Díaz had named a non-negotiable price for her trove and given Bern the details of an account set up solely to receive those funds. As soon as the first tranche was safely deposited, Díaz would commence sharing all she knew. But Bern needed Vaughn to okay the transfer. This, in the environs of a soon-to-be-immolated produce warehouse, he was proving reluctant to do.
“How can we be sure she’s straight?” Vaughn asked.
Vaughn was consuming a clementine, segmented and laid out on its peel. He ate methodically, chewing each piece for what seemed to Bern like precisely the same number of seconds, but with no obvious relish. Vaughn had contracted COVID in the early days of the pandemic, and his taste buds still hadn’t fully recovered. Bern knew it had made Vaughn depressed, which might have affected his judgment and contributed to the current havoc.
“She knew your name,” said Bern. “Urrea’s associates are talking about you. She wouldn’t have approached us otherwise.”
“Or she figures we’re desperate and can be played.”
“She’s at least as desperate as we are,” said Bern. “We’ve both dealt with el Amante. If she doesn’t get out of there, she’s a dead woman.”
El Amante was the nickname given to Urrea’s lieutenant and Díaz’s nemesis. It was what passed for humor in the Mexican underworld, referring to a compulsive rapist as “the Lover.” Maybe, Bern reflected, el Violador was taken. There certainly wasn’t any shortage of candidates for the title.
“But a hundred thousand dollars?” Vaughn continued.
He finished the clementine, tossed the peel in a garbage can, and wiped his hands on the pleats of his tan trousers. Bern spotted what he thought might be a urine stain beside the fly. Vaughn was letting himself go, though it wasn’t for Bern to point this out. It might have been easier if Vaughn still had a wife to attend to his domestic needs.
“A quarter up front,” said Bern, “and the rest in escrow, to be released once we’re satisfied with the material.”
“It’s still twenty-five thousand in advance.”
Bern was growing impatient. Only a couple of years earlier, Vaughn would have dropped $25K on updating his summer wardrobe, and regarded a conversation like this as quibbling over nickels and dimes.
“We need to know exactly where the threat is coming from,” said Bern. “Right now we’re in the dark, waiting to be hit.”
“If Díaz screws us over, do we have anything to use against her?”
“She has a mother and a younger sister, but they’ll vanish with her. She can’t leave them for el Amante. If Díaz is as bright as she seems, she’ll have tried to hide her snooping at the bank, but if she’s that bright, she’ll also know how hard it will be to eliminate all traces.
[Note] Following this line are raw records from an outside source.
PR #506, opened 2020-04-29
Bugfix: avoid error while reporting errors with recursive grammars

corwin-of-amber:
Currently, if you have recursive rules in your grammar, and you try to parse some input that has a syntax error, `reportError` crashes with `Cannot read property '0' of null`.

It is obviously tricky to report the full trace in this case, but it seems that at least reporting the state where the error occurred is reasonable.

### DIFF
--- a/lib/nearley.js
+++ b/lib/nearley.js
@@ -356,7 +356,7 @@
         // If there is more than one derivation, we only display the first one.
         var stateStacks = expectantStates
             .map(function(state) {
-                return this.buildFirstStateStack(state, []);
+                return this.buildFirstStateStack(state, []) || [state];
             }, this);
         // Display each state that is expecting a terminal symbol next.
         stateStacks.forEach(function(stateStack) {


kach:
Hey, thanks for this! (Hi Shachar nice to see you again! Last time we talked was four years ago, I think!)

Happy to merge, but for posterity could you show a quick example that fails before this PR and succeeds after this PR? Just a comment here would be enough for future reference.

corwin-of-amber:
Hi Karthik! Yes, it's definitely been ages! I haven't used nearley for a while and I'm glad it's still up and running, and improving too.

I wrote a JS script that converts the Flex/Bison from https://gist.github.com/codebrainz/2933703 to a moo`Lexer` + nearley `Grammar` couple. So the example I currently have is a bit involved. I suspect the same would happen with a simple "calculator" grammar, though, right? Since all that is needed is for the rules to be recursive.

corwin-of-amber:
Yep, this grammar:
```
E -> E "+" F
E -> F

F -> F "*" Q
F -> Q

Q -> [0-9]
Q -> "(" E ")"
```

With the input `1+3a` will give you the error.

corwin-of-amber:
BTW you should totally include an example of a calculator with moo + nearley in your examples folder.

kach:
Perfect, that's exactly what was needed. Thanks!

> BTW you should totally include an example of a calculator with moo + nearley in your examples folder.

Yes, there's a long list of "shoulds" related to examples and documentation… maybe I'll get to it over summer vacation? :-)

kach:
Upgrading nearley from npm to 2.19.3 should have the updated code!

corwin-of-amber:
Woah that was fast lol

PR #512, opened 2020-05-26
Ignore typescript errors in generated file

MarkKoester:
The @ts-ignore flag only suppresses errors on the following line. @ts-nocheck should be used to ignore all errors in the file.


MarkKoester:
I'm also wondering if it would be a good idea to add
```js
/* eslint-disable */
```
to generated files. Right now I get tons of eslint errors from the generated code that I have to manually suppress.

PR #517, opened 2020-06-15
Fixed handling of custom matchers written as test functions

airportyh:
This fixes https://github.com/kach/nearley/issues/487.

Also extracted 2 utility functions getSymbolShortDisplay and getSymbolLongDisplay so that the 2 versions of the symbol display functions are close by each other and future authors can see that they are related.


kach:
Thank you for the quick turnaround! Published an update to npm as well, 2.19.4.

PR #531, opened 2020-08-16
add alternative railroad library

Floffah:
this is a suggestion but you can put this where you like


kach:
You should update the docs by updating the markdown source in `md` and then running `npm run make`. That way the markdown and html stay in sync!

kach:
PS do you have an online example of better-nearley-railroad output?

Floffah:
no but i can make one

Floffah:
I have put 2 examples of outputs [here](https://floffah.github.io/better-nearley-railroad/)

kach:
Very nice! Instead of "(lexer)" you may consider prefixing that symbol with "%".

Once you update the PR to change the markdown and recompile, I'll merge it. Also, to attract more users you can be more specific about the additional features you provide (as opposed to simply "more in-depth").

Floffah:
I cant actually get the nearley dependencies to install but i can give it ago :) also i will write a list of added features rn

Floffah:
for some reason this seems to have bumped the docs version from 2.19.4 to 2.19.5

Floffah:
ok ive tried to fix as much as i could this is confusion

kach:
Okay, I separately added it to the docs. Thanks for your contribution!

Floffah:
thank you!

PR #532, opened 2020-08-19
Link to moo-indentation-lexer module

aliclark:
I've created an NPM module for indentation-aware parsing, which I think would be more useful for linking than the current Gist.

Nb. the command `npm install && npm run make` failed to run on my computer, so the docs still need to be rebuilt.

### DIFF
--- a/docs/tokenizers.html
+++ b/docs/tokenizers.html
@@ -351,8 +351,7 @@ used to resolve <code>%</code>-specifiers in compiled nearley grammars.</li>
 </ul>
 <blockquote>
 <p>Note: if you are searching for a lexer that allows indentation-aware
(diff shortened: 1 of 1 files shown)


Floffah:
> Nb. the command npm install && npm run make failed to run on my computer, so the docs still need to be rebuilt.

Make sure you are using node v10 (you should use NVM (node version manager) to manage node version). Nearley only seems to work using node v10
All you need to do is install nvm and then do `nvm install 10.8.0 && nvm use 10.8.0` (or whatever the latest node v1- version is)

kach:
Cool! Done! (Instead of merging I introduced the link myself.)

PR #300, opened 2015-06-26
add nvtx markers to milc interface

### LINKED ISSUE #262: Use qudamilc_called only in exposed functions of the QUDA interface
`qudamilc_called` provided only debug output when entering and exiting quda functions, so we know whether control is within QUDA or MILC.
In the somewhat messed up MILC interface this is just another thing that needs to be cleaned up.

mathiaswagner:
This adds the option to have nvtx markers in the MILC interface.
This also required the consequent bracketing of all MILC interface functions with `qudamilc_called`.
Closes #262.


mikeaclark:
Looks good :+1:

When she drops out of sight, her employers may initially put it down to the threat of el Amante, but you can be sure they’ll also review her recent activities. Whatever dangling ends she’s left, they’ll find, and Urrea will be informed.”
Vaughn scowled.
“So she and her family are dead, no matter what she does,” he said. “Another reason not to give her our money.”
Bern wanted to grab Vaughn by the hair and beat his head against the table.
You fucking infant. You child. All this is because of your recklessness, your covetousness—
Bern took a deep breath.
“We need what she’s offering,” he said, “and she has a vested interest in ensuring we’re satisfied. If Urrea goes down, so does el Amante. She wants us to succeed. It’s the best hope she has for staying alive.”
Vaughn was silent for a while longer before nodding.
“Then do it,” he said, finally. “Give the bitch her money.”